• WORK TASK:
The answer must consist of every line below that contains the word "hints".

'''

PR #1910, opened 2020-10-10
Objective type

### LINKED ISSUE #1577: Objective function type annotation relaxation to `BaseTrial` from `Trial`
## Motivation

The objective function type hint says that its parameter should be of type `Trial`. However, https://github.com/optuna/optuna/pull/1503 will allow `FrozenTrial`s (which will derive from `BaseTrial` but not `Trial`) to be passed to the objective function. Type hints should reflect this change.

More precisely, the type annotation of [`ObjectiveFuncType`](https://github.com/optuna/optuna/blob/master/optuna/study.py#L42) should be updated and all definitions of objective functions in e.g. tests or examples.

~It's open for discussion given the fact that user objective function type hints will break.~ (Edited 2020-08-19)

pchelaa:
## Motivation

Closes #1577.

## Description of the changes

The type annotation of `ObjectiveFuncType` was updated to support `BaseTrial` and all related definitions were changed

### DIFF
--- a/examples/skorch_simple.py
+++ b/examples/skorch_simple.py
@@ -44,7 +44,7 @@ device = "cuda" if torch.cuda.is_available() else "cpu"
 
 
 class ClassifierModule(nn.Module):
-    def __init__(self, trial: optuna.Trial) -> None:
+    def __init__(self, trial: optuna.trial.BaseTrial) -> None:
         super().__init__()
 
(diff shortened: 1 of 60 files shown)


HideakiImamura:
Hi @pchelaa. This PR is draft one. What are the TODOs of this PR?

'''

• EXERCISE SOLUTION:
The objective function type hint says that its parameter should be of type `Trial`. However, https://github.com/optuna/optuna/pull/1503 will allow `FrozenTrial`s (which will derive from `BaseTrial` but not `Trial`) to be passed to the objective function. Type hints should reflect this change.
~It's open for discussion given the fact that user objective function type hints will break.~ (Edited 2020-08-19)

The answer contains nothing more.